◆ Problem requirements ◆
Check every line of the data below for the word "upstream". Copy the ones that have it.

◆ Extracted entries ◆
PR #6558, opened 2021-01-22
fix remediations of dir_perms_world_writable_root_owned

vojtapolasek:
#### Description:

- rewrite ansible remediation to use modules rather than shell command
- add fuse.sshfs to set of non-local file systems
- rename tests

#### Rationale:

The ansible remediation was failing the "find" command displayed some harmless errors during execution (pseudo file filesystems). This caused fatal failure of whole playbook.


linux_os/guide/system/permissions/files/dir_perms_world_writable_root_owned/ansible/shared.yml
```diff
@@ -4,5 +4,52 @@
...
+    hidden: yes
+    recurse: yes
+  register: found_dirs
+
+- name: "Change owner to root on directories which are world writable"
+  file:
+    path: '{{ item.path }}'
+    owner: root
+  loop:  '{{ found_dirs.files }}'
+  when: item.woth is defined and item.woth is true
```
yuumasato, line 55: The check for `is defined` should be done on `item` before accessing `woth`, and I think `is true` is not needed.
`when: item is defined and item.woth`

linux_os/guide/system/permissions/files/dir_perms_world_writable_root_owned/ansible/shared.yml
```diff
@@ -4,5 +4,52 @@
 # complexity = low
 # disruption = medium
 
-- name: "Find all world writable files not owned by root on local partitions and change their owner to root"
-  shell: find / -not -fstype afs -not -fstype ceph -not -fstype cifs -not -fstype smb3 -not -fstype smbfs -not -fstype sshfs -not -fstype ncpfs -not -fstype ncp -not -fstype nfs -not -fstype nfs4 -not -fstype gfs -not -fstype gfs2 -not -fstype glusterfs -not -fstype gpfs -not -fstype pvfs2 -not -fstype ocfs2 -not -fstype lustre -not -fstype davfs -type d -perm -0002 -uid +0 -exec chown root {} \;
+
+- name: "Configure excluded (non local) file systems"
+  set_fact:
+    excluded_fs:
```
yuumasato, line 10: How about naming it `excluded_fstypes`?

yuumasato (commented):
Looks good.
How about putting the tasks in a block?

linux_os/guide/system/permissions/files/dir_perms_world_writable_root_owned/ansible/shared.yml
yuumasato: As `item` is brought in by `loop`, `item is defined` may not be needed.

vojtapolasek: I will leave there item.woth is true, I think it is more understandable.

linux_os/guide/system/permissions/files/dir_perms_world_writable_root_owned/ansible/shared.yml
```diff
@@ -4,5 +4,52 @@
...
+    hidden: yes
+    recurse: yes
+  register: found_dirs
+
+- name: "Change owner to root on directories which are world writable"
+  file:
+    path: '{{ item.path }}'
+    owner: root
+  loop:  '{{ found_dirs.files }}'
+  when: item.woth is true
```
yuumasato, line 55: Ansible-2.9.17 doesn't like comparisons with `is true`
```
TASK [Change owner to root on directories which are world writable] **********************************************************************************************************************************************************************************************************************
fatal: [localhost]: FAILED! => {"msg": "The conditional check 'item.woth is true' failed. The error was: template error while templating string: no test named 'true'. String: {% if item.woth is true %} True {% else %} False {% endif %}\n\nThe error appears to be in '/root/rhel7-playbook-anssi_nt28_enhanced.yml': line 4179, column 7, but may\nbe elsewhere in the file depending on the exact syntax problem.\n\nThe offending line appears to be:\n\n\n    - name: Change owner to root on directories which are world writable\n      ^ here\n"}
```

This works: `when: item.woth`

linux_os/guide/system/permissions/files/dir_perms_world_writable_root_owned/ansible/shared.yml
```diff
@@ -4,5 +4,52 @@
...
+
+- name: "Create empty list of excluded paths"
+  set_fact:
+    excluded_paths: "[]"
+
+- name: "Detect nonlocal file systems and add them to excluded paths"
+  set_fact: 
+    excluded_paths: "{{ excluded_paths | union([item.mount]) }}"
+  loop: "{{ ansible_mounts }}"
+  when: item.fstype is in excluded_fstypes
```
yuumasato, line 39: Ansible 2.9.17 also complained about this syntax.
Change it to:
`when: item.fstype in excluded_fstypes`

yuumasato (changes requested):
Found some syntax issues related to Ansible-2.9.17, :(

yuumasato (approved):

PR #6545, opened 2021-01-19
WIP: ocp4/CIS 1.3.1: Add rules for eviction thresholds

JAORMX:
This adds the necessary rules to check for the kubelet eviction
threshold values.

Signed-off-by: Juan Antonio Osorio Robles <jaosorior@redhat.com>

PR #6563, opened 2021-01-25
Add variable support to yamlfile_value template

ggbecker:
#### Description:

- Add variable support to `yamlfile_value` template.
  - Two new options were added to the template:
    - `xccdf_variable`: must have an XCCDF variable identifier
    - `embedded_data`: the data retrieved by the `yamlpath` returns a BLOB content, so the OVAL check is completely different in this case.
      - in case `embedded_data` is true, the value field must contain a regex with a capture group, this captured value will be used to compare with the variable.

#### Rationale:

- Some of the OCP checks have to use XCCDF variables and without this option in the template, manually crafted OVAL would have to be created.
- The feature design could be much better if we didn't have many use cases to cover. This feature can be simplified when yamlfile probe is able to parse embedded JSON/YAML data.

kudos to @JAORMX for testing this feature.

This supersedes #6545


applications/openshift/api-server/api_server_request_timeout/rule.yml
```diff
@@ -40,3 +40,17 @@ ocil: |-
...
+    ocp_data: "true"
+    entity_check: "at least one"
+    filepath: /api/v1/namespaces/openshift-kube-apiserver/configmaps/config
+    yamlpath: '.data["config.yaml"]'
+    xccdf_variable: var_api_min_request_timeout
+    embedded_data: "true"
+    values:
+    - value: '"apiServerArguments":{.*"min-request-timeout":\["(\d*)"\]'
+      operation: "pattern match"
+      type: "string"
```
JAORMX, line 56: Let's add an e2e test to ensure this is passing [1]. No remediation should be needed for this one with this default. 

All you need for the test is:

```
---
default_result: PASS
```

[1] https://complianceascode.readthedocs.io/en/latest/manual/developer/06_contributing_with_content.html#writing-e2e-tests-for-specific-rules

JAORMX (changes requested):

applications/openshift/api-server/api_server_request_timeout/rule.yml
ggbecker: I will add the test.

mrogers950:
@ggbecker very cool, thank you for this feature! I have suggested changes to the description of the request timeout check that I will open a follow up PR for.

ggbecker:
@openscap-ci test this please

JAORMX:
A recent update in OCP seems to have broken some rules:

```
     helpers.go:640: Result - Name: e2e-cis-node-master-file-groupowner-ovs-conf-db - Status: FAIL - Severity: medium
    helpers.go:643: E2E-FAILURE: The expected result for the file_groupowner_ovs_conf_db rule didn't match. Expected 'PASS', Got 'FAIL'
    helpers.go:640: Result - Name: e2e-cis-node-master-file-groupowner-ovs-conf-db-lock - Status: FAIL - Severity: medium
    helpers.go:643: E2E-FAILURE: The expected result for the file_groupowner_ovs_conf_db_lock rule didn't match. Expected 'PASS', Got 'FAIL' 
```
Need to investigate

applications/openshift/api-server/api_server_request_timeout/rule.yml
ggbecker: Done

JAORMX:
/retest

I'm unable to reproduce this in 4.6... maybe it's a CI-only failure. I guess I'll have to re-kick the deployment and log into that cluster.

JAORMX:
Identified the issue. Fixing it now.

JAORMX:
https://github.com/ComplianceAsCode/content/pull/6566 Fixes the issue.

JAORMX:
@ggbecker could you rebase? the fix merged.

ggbecker:
> @ggbecker could you rebase? the fix merged.

Done

JAORMX:
/retest

Timed out

shared/templates/yamlfile_value/oval.template
```diff
@@ -25,12 +25,39 @@
...
+  <ind:variable_object id="variable_object_{{{ rule_id }}}" version="1">
+    <ind:var_ref>local_variable_{{{ rule_id }}}</ind:var_ref>
+  </ind:variable_object>
+
+  <ind:variable_state id="variable_state_{{{ rule_id }}}" version="1">
+    <ind:value datatype="string" operation="equals" var_ref="{{{ XCCDF_VARIABLE }}}"/>
+  </ind:variable_state>
+
+  {{% for val in VALUES %}}
+  <local_variable id="local_variable_{{{ rule_id }}}" datatype="string" comment="comment1" version="1">
```
yuumasato, line 49: This may not work with multiple `values`.
It seems to me that there will be multiple `local_variable` with the same ID.

JAORMX: oh! this might need an enhancement then.

ggbecker: I think it doesn't make sense to keep this multiple value option here. We should consider only the first element and make sure in the template data processing that the condition is met. Partially, this condition is already met... when using variables and embedded the data processing checks if values is set, I think we would have to expand to check if only a single value is present

PR #6564, opened 2021-01-25
Reassign a new unique CCE identifier to approved macs STIG rule.

ggbecker:
#### Description:

- Reassign a new unique CCE identifier to the approved macs STIG rule.

#### Rationale:

- Fix issue with duplicated CCE.


ggbecker:
Self merging since this issue makes all jobs fail in the testing for unique CCEs. No need to wait.

ggbecker:
@vojtapolasek I've removed the bugfix label since we don't need to backport it to the stabilization branch.

PR #6565, opened 2021-01-25
CIS 1.2.34: update api_server_encryption_provider_cipher

mrogers950:
The previous manual recommendation of checking the EncryptionConfig directly, as well as the Status of the encryption process would be too error prone to make for a reliable check. For one, the automatic check cannot reference a secret, and verifying based on status output would likely return true if the encryption was disabled after being previously enabled.

Instead, do the same check as api_server_encryption_provider_config, since selecting `aescbc` at the top level config is both the method to enable and start encryption of etcd as well as configure the strongest cipher.


jhrozek (approved):
/lgtm

PR #6573, opened 2021-01-27
Extend list of rules of unselected rules for testing

mildas:
#### Description:
Add `sudo_add_noexec` to the list because it prevents from running oscap scan on machine.


yuumasato (approved):
Looks good.

Adding `noexec` to `/etc/sudoers` was preventing some testing `sudo commands` to spawn a shell, :smile:.
That is the intended behavior, but we can exclude it during testing.
The rule is templated, so its behavior can be tested through rule mode.

PR #6574, opened 2021-01-27
fix ansible remediation of dir_perms_world_writable_root_owned

vojtapolasek:
#### Description:

- fix wrong list declaration in remediation
- add test which uses nfs4 as a nonlocal file system


yuumasato (approved):
Nice catch.
Thanks for the test scenario, it exercises the fix.

PR #6575, opened 2021-01-28
remove "noauto" option from boot partition in anssi kickstarts

vojtapolasek:
#### Description:

- remove option from rhel7 and rhel8 kickstarts

#### Rationale:

- rule was removed from the profile and presence of this option causes errors when checking / remediating


yuumasato (approved):
The `noauto` mount option is optional, and the other rules checking mandatory mount options for `/boot` are not ready for it.

PR #6576, opened 2021-01-28
Bump RHEL7 STIG version to v3r2.

ggbecker:
Replace all related artifacts with the new version of them.

#### Description:

- Bump RHEL7 STIG version to v3r2.
  - Replace all related artifacts with the new version of them.


yuumasato (approved):
LGTM

PR #7151, opened 2021-06-25
New rules for RHEL-08-010290

carlosmmatos:
#### Description:

- This change adds 2 new rules, one to deal with the openssh.conf crypto file, and the other with the opensshserver.conf crypto file for using the appropriate MACs.


linux_os/guide/system/software/integrity/crypto/harden_sshd_macs_openssh_conf_crypto_policy/oval/shared.xml
```diff
@@ -0,0 +1,35 @@
...
+  </ind:textfilecontent54_object>
+
+  <ind:textfilecontent54_state id="ste_{{{ rule_id }}}" version="1">
+    <ind:text var_ref="sshd_macs_crypto" operation="equals"></ind:text>
+  </ind:textfilecontent54_state>
+
+  <local_variable id="sshd_macs_crypto" datatype="string" comment="The regex of the directive" version="1">
+    <concat>
+      <literal_component>MACs </literal_component>
+      <variable_component var_ref="sshd_approved_macs"/>
```
ggbecker, line 30: This OVAL check doesn't allow a subset of the algorithms. The implementation for the sshd_config file accounts for that and that's why we have decided to use a hardcoded value for the regex:

https://github.com/ComplianceAsCode/content/blob/602a7e283c9a03e56c1921b76312cd86c16478be/linux_os/guide/services/ssh/ssh_server/sshd_use_approved_macs_ordered_stig/oval/shared.xml#L34

From [V-230251](https://vaulted.io/library/disa-stigs-srgs/red_hat_enterprise_linux_8_security_technical_implementation_guide/V-230251)
`
If the MAC entries in the "openssh.config" and "opensshserver.config" files have any hashes other than "hmac-sha2-512" and "hmac-sha2-256", the order differs from the example above, if they are missing, or commented out, this is a finding.
`
For example if someone configures something `MACs hmac-sha2-512` (which is valid from a STIG standpoint), the check will fail.

The only way to solve this is to have a specialized STIG rule, unfortunately. Unless we are ok with our check forcing to always require both values.

cipherboy: Could we hoist regex creation into a Python-based jinja function (see `add_python_functions` in `ssg/jinja.py`)? There's been enough times that we've wanted to do _something_ along these lines (perhaps ordered or unordered subset) that perhaps its time to expand the helpers and turn this into a safe-ish (either handling escaping or explicitly warning about bad characters) Python helper. 

Thoughts?

cipherboy: Concretely, in the case where we're comparing against a variable, we'd need to know the order of things in the variable and possible entries. Then you can use a regex to select each portion (splitting on a comma) across both file contents and variable contents and then drop them into a `set` and use `subset of` as the comparison operator? Just a thought.

ggbecker: We have discussed these possibilities in the past. The problem with variable in this case is that it requires ordering and OVAL cannot guarantee that. I think we cannot achieve this, but maybe I'm wrong.

carlosmmatos: > This OVAL check doesn't allow a subset of the algorithms. The implementation for the sshd_config file accounts for that and that's why we have decided to use a hardcoded value for the regex:
> 
> https://github.com/ComplianceAsCode/content/blob/602a7e283c9a03e56c1921b76312cd86c16478be/linux_os/guide/services/ssh/ssh_server/sshd_use_approved_macs_ordered_stig/oval/shared.xml#L34
> 
> From [V-230251](https://vaulted.io/library/disa-stigs-srgs/red_hat_enterprise_linux_8_security_technical_implementation_guide/V-230251)
> `If the MAC entries in the "openssh.config" and "opensshserver.config" files have any hashes other than "hmac-sha2-512" and "hmac-sha2-256", the order differs from the example above, if they are missing, or commented out, this is a finding.`
> For example if someone configures something `MACs hmac-sha2-512` (which is valid from a STIG standpoint), the check will fail.
> 
> The only way to solve this is to have a specialized STIG rule, unfortunately. Unless we are ok with our check forcing to always require both values.

So the way I interpret this is: `Make sure the only value in MACs is <exactly what we tell you it should be (ie, hmac-sha2-512,hmac-sha2-256)`. This is why using the variable makes sense because we don't need to check for anything else other than what DISA wants to see. There is no subset check because that falls under DISA's `if they are missing - this is a finding` statement.

cipherboy: I hadn't known about the "the order differs from the example above" -- so I am OK with a strict equality check.

linux_os/guide/system/software/integrity/crypto/harden_sshd_macs_openssh_conf_crypto_policy/rule.yml
```diff
@@ -0,0 +1,60 @@
...
+    Overriding the system crypto policy makes the behavior of the OpenSSH
+    client violate expectations, and makes system configuration more
+    fragmented.
+
+severity: medium
+
+identifiers:
+    cce@rhel8: CCE-85870-4
+
+references:
```
Mab879, line 27: These need to be sorted. `utils/fix_rules.py sort_subkeys` from `master` should be helpful here.

Mab879 (changes requested):
Looks good, just need to order the rules to get CI to pass.

linux_os/guide/system/software/integrity/crypto/harden_sshd_macs_opensshserver_conf_crypto_policy/rule.yml
```diff
@@ -0,0 +1,60 @@
...
+
+rationale: |-
+    Overriding the system crypto policy makes the behavior of the OpenSSH
+    daemon violate expectations, and makes system configuration more
+    fragmented.
+
+severity: medium
+
+identifiers:
+    cce@rhel8: CCE-85871-2
```
Mab879, line 25: Looks like there is some issuse with CCEs still. The follow rules 
  - `linux_os/guide/system/permissions/files/file_permissions_etc_audit_auditd/rule.yml`
 - `linux_os/guide/system/software/integrity/crypto/harden_sshd_macs_opensshserver_conf_crypto_policy/rule.yml`

Mab879 (changes requested):

linux_os/guide/system/software/integrity/crypto/harden_sshd_macs_opensshserver_conf_crypto_policy/rule.yml
carlosmmatos: should be good now.. also updated some text to rename daemon with server..

Mab879 (approved):

PR #7152, opened 2021-06-28
OCP4: Fix kubelet cert/key matching rules

JAORMX:
The location for these changed in OCP 4.9, so this makes it portable.


jhrozek (approved):
LGTM,
code looks good, let's see how CI goes..

JAORMX:
Pull-request updated, HEAD is now 745b8a30772885fb98084bdd30bf00f5b5c4258a

JAORMX:
Missed a spot

PR #7154, opened 2021-06-28
modify platform and description of no_empty_passwords

vojtapolasek:
#### Description:

- make the rule no_empty_passwords applicable only to "machine" platform
- extend description to explain the reason

#### Rationale:

- the rule does not make much sense within container environment, because it should not be possible to login into the container through external means anyway (ssh)

- fixes https://bugzilla.redhat.com/show_bug.cgi?id=1856466
-


mildas (approved):

mildas:
LGTM

PR #7164, opened 2021-06-29
Add SLES-12-030362 to sysctl_net_ipv6_conf_default_accept_source_route

anivan-suse:
#### Description:

- SLES-12-030362

#### Rationale:

- sysctl_net_ipv6_conf_default_accept_source_route

### DIFF
--- a/products/sle12/profiles/stig.profile
+++ b/products/sle12/profiles/stig.profile
@@ -260,6 +260,7 @@ selections:
     - sysctl_net_ipv4_icmp_echo_ignore_broadcasts
     - sysctl_net_ipv4_ip_forward
     - sysctl_net_ipv4_tcp_syncookies
+    - sysctl_net_ipv6_conf_all_accept_redirects
     - sysctl_net_ipv6_conf_all_accept_source_route
     - sysctl_net_ipv6_conf_default_accept_redirects
     - vlock_installed
--- a/products/sle12/profiles/stig.profile
+++ b/products/sle12/profiles/stig.profile
@@ -260,8 +260,8 @@ selections:
     - sysctl_net_ipv4_icmp_echo_ignore_broadcasts
     - sysctl_net_ipv4_ip_forward
     - sysctl_net_ipv4_tcp_syncookies
-    - sysctl_net_ipv6_conf_all_accept_redirects
     - sysctl_net_ipv6_conf_all_accept_source_route
+    - sysctl_net_ipv6_conf_default_accept_source_route
     - sysctl_net_ipv6_conf_default_accept_redirects
     - vlock_installed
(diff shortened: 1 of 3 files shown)


products/sle12/profiles/stig.profile
```diff
@@ -260,6 +260,7 @@ selections:
     - sysctl_net_ipv4_icmp_echo_ignore_broadcasts
     - sysctl_net_ipv4_ip_forward
     - sysctl_net_ipv4_tcp_syncookies
+    - sysctl_net_ipv6_conf_all_accept_redirects
```
cipherboy, line 263: I think this line is superfluous in this PR. The changes are to forwarding and source_route... And forwarding isn't in this STIG profile and should probably be added. 

So I'd change this line to:

```yaml
 - sysctl_net_ipv6_conf_default_forwarding
```

Or drop it altogether. Note that it is breaking the build currently as-is. :-)

cipherboy (changes requested):

products/sle12/profiles/stig.profile
cipherboy: Thanks for the PR though! :)

cipherboy: Ah it was probably a bad copy-paste with #7165.

anivan-suse: Hey! Yes you are right, looks like I just made a little copy+paste mistake. :) I will fix it shortly, thanks for your help!

cipherboy:
@anivan-suse Any chance you could do a rebase instead of an explicit merge commit? :-) 

I think that'd be something like:

```bash
# Check out the branch this PR is from
git checkout SLES-12-030362

# Update objects from all remotes; this is the first step of "git pull" and does not update any local branches.
git fetch --all

# Then, rebase off of the new upstream master; assumes this repo (ComplianceAsCode/content) is named `upstream`; use `git remote -v` to show all remotes.
git rebase upstream/master

# If any conflicts occur, fix them up (`git status` will show the files that need to be fixed) and then continue with the rebase:
# git rebase --continue

# Finally, force-push the result up if/once successful. 
git push --force
```

Thanks!

cipherboy:
@JAORMX I don't think CI failure is related to this PR:

>     helpers.go:720: Result - Name: e2e-moderate-worker-sysctl-net-ipv6-conf-default-accept-source-route - Status: FAIL - Severity: medium
>     helpers.go:789: Rule sysctl_net_ipv6_conf_default_accept_source_route matched expected result 

There's a lot of other failing rules, making me suspect a template is wrong or something.

(Are you the right person to tag? :D)

I'm going ahead and merging.

cipherboy (approved):

PR #7167, opened 2021-06-29
Generate HTML STIG tables for stig_gui profile

vojtapolasek:
#### Description:

- modify build system to generate HTML STIG reference tables also for stig_gui profile

#### Rationale:

- HTML tables for stig_gui were missing


ggbecker (approved):
LGTM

◆ Result ◆
# Then, rebase off of the new upstream master; assumes this repo (ComplianceAsCode/content) is named `upstream`; use `git remote -v` to show all remotes.
git rebase upstream/master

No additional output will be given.